Sustainability, 2021, vol. 13, issue 16, 1-27

Abstract: Within the engineering domain, safety issues are often related to engineering design and typically exclude factors such as epidemics, famine, and disease. This article provides a perspective on the reciprocal relationship and interaction between a natural hazard and a simultaneous pandemic outbreak and discusses how a catastrophic dam break, combined with the ongoing COVID-19 pandemic, poses a risk to human life. The paper uses grey- and peer-reviewed literature to support the discussion and reviews fundamentals of dam safety management, potential loss of life due to a dam break, and the recent evolution in dam risk analysis to account for the COVID-19 outbreak. Conventional risk reduction recommendations, such as quick evacuation and sheltering in communal centers, are revisited in the presence of a pandemic when social distancing is recommended.

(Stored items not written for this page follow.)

PR #198, opened 2017-02-17
Add tests for examples/extended_validation.

mike820324:
This PR add tests for examples/extended_validation #62.

This is my first time contribute to a rust project, any advice and recommendation will be helpful.

### DIFF
--- a/examples/extended_validation/src/main.rs
+++ b/examples/extended_validation/src/main.rs
@@ -79,7 +79,7 @@ fn user_page(username: &str) -> String {
     format!("This is {}'s page.", username)
 }
 
-pub fn rocket() -> rocket::Rocket {
+fn rocket() -> rocket::Rocket {
     rocket::ignite()
         .mount("/", routes![files::index, files::files, user_page, login])
 }
--- a/examples/extended_validation/src/main.rs
+++ b/examples/extended_validation/src/main.rs
@@ -4,6 +4,8 @@
 extern crate rocket;
 
 mod files;
+#[cfg(test)]
+mod tests;
 
 use rocket::response::Redirect;
 use rocket::request::{Form, FromFormValue};
@@ -77,8 +79,11 @@ fn user_page(username: &str) -> String {
     format!("This is {}'s page.", username)
 }
 
-fn main() {
+pub fn rocket() -> rocket::Rocket {
     rocket::ignite()
         .mount("/", routes![files::index, files::files, user_page, login])
-        .launch();
+}
+
+fn main() {
+    rocket().launch()
 }
--- a/examples/extended_validation/src/tests.rs
+++ b/examples/extended_validation/src/tests.rs
@@ -1,0 +1,89 @@
+use rocket::testing::MockRequest;
+use rocket::http::Method::*;
+use rocket::http::{ContentType, Status};
+
+use super::rocket;
+
+fn test_login(username: &str,
+              password: &str,
+              age: &str,
+              status: Status,
+              body: Option<&'static str>) {
+    let rocket = rocket();
+    let query = &format!("username={}&password={}&age={}", username, password, age);
+
+    let mut req = MockRequest::new(Post, "/login")
+        .header(ContentType::Form)
+        .body(&query);
+
+    let mut response = req.dispatch_with(&rocket);
+    let body_str = response.body().and_then(|body| body.into_string());
+
+    println!("Checking: {:?}/{:?}/{:?}/{:?}", username, password, age, body_str);
+    assert_eq!(response.status(), status);
+
+    if let Some(string) = body {
+        assert!(body_str.map_or(true, |s| s.contains(string)));
+    }
+}
+
+const OK: Status = self::Status::Ok;
+
+#[test]
+fn test_good_login() {
+    test_login("Sergio", "password", "30", Status::SeeOther, None);
+}
+
+#[test]
+fn test_invalid_user() {
+    test_login("-1", "password", "30", OK, Some("Unrecognized user"));
+    test_login("Mike", "password", "30", OK, Some("Unrecognized user"));
+}
+
+#[test]
+fn test_invalid_password() {
+    test_login("Sergio", "password1", "30", OK, Some("Wrong password!"));
+    test_login("Sergio", "ok", "30", OK, Some("Password is invalid: Too short!"));
+}
+
+#[test]
+fn test_invalid_age() {
+    test_login("Sergio",
+               "password",
+               "20",
+               OK,
+               Some("Age is invalid: Must be at least 21."));
+    test_login("Sergio",
+               "password",
+               "-100",
+               OK,
+               Some("Age is invalid: Must be at least 21."));
+    test_login("Sergio",
+               "password",
+               "hello",
+               OK,
+               Some("Age is invalid: Age value is not a number"));
+}
+
+fn check_bad_form(form_str: &str, status: Status) {
+    let rocket = rocket();
+    let mut req = MockRequest::new(Post, "/login")
+        .header(ContentType::Form)
+        .body(form_str);
+
+    let response = req.dispatch_with(&rocket);
+    assert_eq!(response.status(), status);
+}
+
+#[test]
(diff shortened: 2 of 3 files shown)


examples/extended_validation/src/tests.rs
```diff
@@ -0,0 +1,89 @@
...
+    let query = &format!("username={}&password={}&age={}", username, password, age);
+
+    let mut req = MockRequest::new(Post, "/login")
+        .header(ContentType::Form)
+        .body(&query);
+
+    let mut response = req.dispatch_with(&rocket);
+    let body_str = response.body().and_then(|body| body.into_string());
+
+    println!("Checking: {:?}/{:?}/{:?}/{:?}", username, password, age, body_str);
```
SergioBenitez: We can get rid of this `println`and kill the empty line above.

examples/extended_validation/src/tests.rs
```diff
@@ -0,0 +1,89 @@
...
+    assert_eq!(response.status(), status);
+
+    if let Some(string) = body {
+        assert!(body_str.map_or(true, |s| s.contains(string)));
```
SergioBenitez: Shouldn't this be `false` since the test expected a body but there was none?

SergioBenitez: We can remove the `body_str` declaration a few lines above and write this as something like:

```rust
assert_eq!(response.body().map(|body| body.contains(string)), Some(true))
```

examples/extended_validation/src/tests.rs
```diff
@@ -0,0 +1,89 @@
+use rocket::testing::MockRequest;
+use rocket::http::Method::*;
+use rocket::http::{ContentType, Status};
+
+use super::rocket;
+
+fn test_login(username: &str,
```
SergioBenitez: I dislike the formatting here. Maybe we can use shorter variable names like `user` and `pass` to try to get this to fit?

SergioBenitez: We can also use the signature:

```rust
fn test_login(..., body: T)
    where T: Into<Option<&'static str>
{
...
}
```

so that we don't have to write `Some` every time we call this function with a `Some`.

examples/extended_validation/src/tests.rs
```diff
@@ -0,0 +1,89 @@
...
+
+#[test]
+fn test_invalid_password() {
+    test_login("Sergio", "password1", "30", OK, Some("Wrong password!"));
+    test_login("Sergio", "ok", "30", OK, Some("Password is invalid: Too short!"));
+}
+
+#[test]
+fn test_invalid_age() {
+    test_login("Sergio",
```
SergioBenitez: Play around with the `test_login` signature and see if we can get these to fit in one line.

mike820324:
Thanks for the advice, it's very helpful. I'll deal with this when my day-job is done. :)

mike820324:
Sorry I accidentally close the PR. reopen it. T_T

examples/extended_validation/src/tests.rs
mike820324: Sure, I'll use some shorter name and see it can fit into one line perfectly.

This code format was originally generated by the rustfmt. 
One small question, is there any recommend rust format or more properly coding style for this project.

examples/extended_validation/src/main.rs
```diff
@@ -77,8 +79,11 @@ fn user_page(username: &str) -> String {
     format!("This is {}'s page.", username)
 }
 
-fn main() {
+pub fn rocket() -> rocket::Rocket {
```
mike820324: Yes, your right. I'll change this into non pub later.

examples/extended_validation/src/tests.rs
SergioBenitez: Well, we have a `rustfmt` file that kinda does what I want it to do, but otherwise, no. `rustfmt` still isn't super dependable, unfortunately.

examples/extended_validation/src/tests.rs
```diff
@@ -0,0 +1,89 @@
...
+    let mut req = MockRequest::new(Post, "/login")
+        .header(ContentType::Form)
+        .body(form_str);
+
+    let response = req.dispatch_with(&rocket);
+    assert_eq!(response.status(), status);
+}
+
+#[test]
+fn test_bad_form() {
```
mike820324: It's the same as the forms example.
To my understanding, these tests seems to be testing some malformed form data or form data that missed several required fields.

And the fields name between these two examples are the same, and hence are duplicated.

IMHO, all the tests in each example should be isolated and independent to each other and that is why I copy and paste test_bad_form to this test.

mike820324:
@SergioBenitez I have add several new commits to improve this PR based on your suggestions. 
Thanks.

examples/extended_validation/src/tests.rs
```diff
@@ -0,0 +1,86 @@
...
+    let query = &format!("username={}&password={}&age={}", user, pass, age);
+
+    let mut req = MockRequest::new(Post, "/login")
+        .header(ContentType::Form)
+        .body(&query);
+
+    let mut response = req.dispatch_with(&rocket);
+    assert_eq!(response.status(), status);
+    if let Some(string) = body.into() {
+        assert!(response.body().and_then(|body| body.into_string()).map_or(false, |s| s.contains(string)));
```
SergioBenitez: Can't this be the following?

```rust
response.body().map_or(false, |body| body.into_string().contains(string))
```

examples/extended_validation/src/tests.rs
```diff
@@ -0,0 +1,86 @@
...
+    }
+}
+
+const OK: Status = self::Status::Ok;
```
SergioBenitez: Just do a `use rocket::http::Status::{Ok, BadRequest, UnprocessableEntity}` at the top and remove this `const`.

examples/extended_validation/src/tests.rs
```diff
@@ -0,0 +1,86 @@
...
+use rocket::http::Method::*;
+use rocket::http::{ContentType, Status};
+
+use super::rocket;
+
+fn test_login<T>(user: &str, pass: &str, age: &str, status: Status, body: T)
+    where T: Into<Option<&'static str>>
+{
+    let rocket = rocket();
+    let query = &format!("username={}&password={}&age={}", user, pass, age);
```
SergioBenitez: There's an `&` here...

examples/extended_validation/src/tests.rs
```diff
@@ -0,0 +1,86 @@
...
+
+    let mut req = MockRequest::new(Post, "/login")
+        .header(ContentType::Form)
+        .body(&query);
```
SergioBenitez: And an `&` here? Probably remove the first one.

examples/extended_validation/src/tests.rs
mike820324: The return value of ```into_string``` is a ```Option<String>``` type. As a result, the above suggestion code may lead to the following compiler error.

```
error: no method named `contains` found for type `std::option::Option<std::string::String>` in the current scope
  --> src/tests.rs:21:73
   |
21 |         assert!(response.body().map_or(false, |body| body.into_string().contains(string)));
   |   
```

That's why the ```and_then().map_or``` chain is needed. The return value of the closure within ```and_then``` can be ```Option::None```. If it does, the ```map_or``` will use the default value, which is false.

SergioBenitez: Oh, that's right. This is pretty hard to read. Can we split it up into two lines?

```rust
let body_str = response.body().and_then(|b| b.into_string());
assert!(body_str.map_or(false, |s| s.contains(string));
```

mike820324: Sure, no problem at all.

mike820324:
Rebase to upstream master and force push remote.

SergioBenitez:
Awesome! Merged in https://github.com/SergioBenitez/Rocket/commit/7e7c31b9e7f61400e17bb794ffeaf743524435f1.

Issue #1884, opened 2021-09-07
Get access to database connection pool


threema-danilo:
**Is your feature request motivated by a concrete problem? Please describe.**

I handle requests that trigger the processing of long-running tasks in the background. These tasks are executed in the context of a thread pool (let's call it the worker thread).

Because the worker thread needs access to the database, and potentially to multiple connections (due to further parallelization of tasks), the API currently expects that a reference to the database connection pool is passed in.

When using the `rocket_sync_db_pools` crate, I can create a database and use that through the request guard. However, from what I can tell by reading the source code, that request guard only gets access to a single connection and does not expose the connection pool itself. And the connection (at least in the case of `diesel::PgConnection`) is not cloneable.

**Why this feature can't or shouldn't live outside of Rocket**

As long as the connection pool is not exposed in any way, there cannot be any solution outside of `rocket_sync_db_pools` (unless a completely separate solution is written).

**Ideal Solution**

Ideally the `#[database(...)]`-annotated struct that wraps the connection would get an automatically implemented method `fn get_pool(&self) -> P` which returns a reference to the database connection pool.

**Alternatives Considered**

I could create a second, completely independent database connection and pass that into the handlers using `&RocketState<MyPool>`. However, that seems hacky.

Zopieux:
Ah, fun timing, there is some context and half-solutions in a related (but closed) bug that I just commented on: https://github.com/SergioBenitez/Rocket/issues/1640#issuecomment-917320655

Since July 18th and the implementation of async `rocket_db_pools` (5b1a04deabc75981fde566c4381b4cba0d3b7cc8), it looks like this became possible, so I've asked Sergio about the expected usage pattern. I feel like this should be documented in a "background processing" section of some sort, given the multiple FRs we've seen.

threema-danilo:
The async pools will only work with async-capable backends though (e.g. no diesel).

If the general approach of exposing a `get_pool(&self) -> Option<Pool>` in the `sync_db_pools` crate is deemed to be OK (I'm not sure if exposing the pool can have any side effects), then I'll happily try to contribute an implementation!

SergioBenitez:
> If the general approach of exposing a `get_pool(&self) -> Option<Pool>` in the `sync_db_pools` crate is deemed to be OK (I'm not sure if exposing the pool can have any side effects), then I'll happily try to contribute an implementation!

[...]

PR #1972, opened 2021-11-02
sync_db_pools: Expose connection pool

threema-danilo:
This is a proposed fix for #1884.

It adds a connection pool reference to every connection handle and exposes that through a generated method.

Is this the right approach? If not, how else should it be implemented?

### DIFF
--- a/contrib/sync_db_pools/codegen/src/database.rs
+++ b/contrib/sync_db_pools/codegen/src/database.rs
@@ -108,6 +108,11 @@ pub fn database_attr(attr: TokenStream, input: TokenStream) -> Result<TokenStrea
             {
                 self.0.run(__f).await
             }
+
+            /// Retrieves a copy of the inner connection pool.
+            pub fn get_pool(&self) -> #root::r2d2::Pool<<#conn_type as #root::Poolable>::Manager> {
+                self.0.get_pool()
+            }
         }
 
         #[#rocket::async_trait]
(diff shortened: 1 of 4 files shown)


kolbma:
We definitely don't want to `clone` the pool here.  
What is the usecase to access the pool?

threema-danilo:
Cloning the pool only increments a reference count and is thus cheap, right?

The use case is an application where a request launches multiple background worker threads that need database access. Every thread needs its own connection, and a connection cannot be cloned. However, the pool can be cloned and it's cheap to do so. By passing a clone of the pool (i.e. a reference to the pool) to every worker thread, the thread an fetch its own connection.

kolbma:
Ok, understand, will look at it in detail. Thanks.

SergioBenitez:
We want the signature of the generated inherent message on the database type to look like `fetch` from `db_pools`:

```rust
    fn fetch<P: Phase>(rocket: &Rocket<P>) -> Option<&Self> {
```

We don't want to be exposing the raw `r2d2::Pool` type.

threema-danilo:
@SergioBenitez I can't quite follow what that means in practice. What is `&Self` in this case?

AndrolGenhald:
I thought the point was to expose the pool so that it could be used without a reference to `Rocket`? Wouldn't making `rocket_sync_db_pools::ConnectionPool::get` public accomplish that? Then the `ConnectionPool` could be retrieved from the `Rocket` after ignition, but it wouldn't need a reference to the `Rocket` to retrieve a connection, so it could easily be used outside of rocket at that point.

This perspective manuscript aims to provide insight into the multi-hazard risk problem resulting from a concurring natural hazard and global pandemic.

Keywords: natural hazard; pandemic; dam break; flood; risk management (search for similar items in EconPapers)
JEL-codes: O13 Q Q0 Q2 Q3 Q5 Q56 (search for similar items in EconPapers)
Date: 2021
References: View references in EconPapers View complete reference list from CitEc
Citations: View citations in EconPapers (2)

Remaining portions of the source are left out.